• **Exercise**
Locate all lines in the data below that hold "conversion" and show them.

Saved data entries:
---+---

PR #1100, opened 2026-07-17
Handle newUrl and excerpt frontmatter in Jekyll conversion

holly-cummins:
I believe Jekyll to Roq conversion is now working well, so I'm trying to get code off my laptop into the repo. There's a lot of it, sorry! 

I'm trying to break it up into digestible chunks. 

This one is fairly painless – it just adds support for `newUrl` and `excerpt` properties in front matter, and maps them to `aliases:` and `description` properties.


jtama (commented):
The code is fine and the excerpt use case seems to be well covered. No tests for aliases though.

holly-cummins:
> The code is fine and the excerpt use case seems to be well covered. No tests for aliases though.

Oh you're quite right. Will add, thanks!

*Edit:* Added.

jtama (approved):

---+---

• **Expected answer**
Handle newUrl and excerpt frontmatter in Jekyll conversion
I believe Jekyll to Roq conversion is now working well, so I'm trying to get code off my laptop into the repo. There's a lot of it, sorry! 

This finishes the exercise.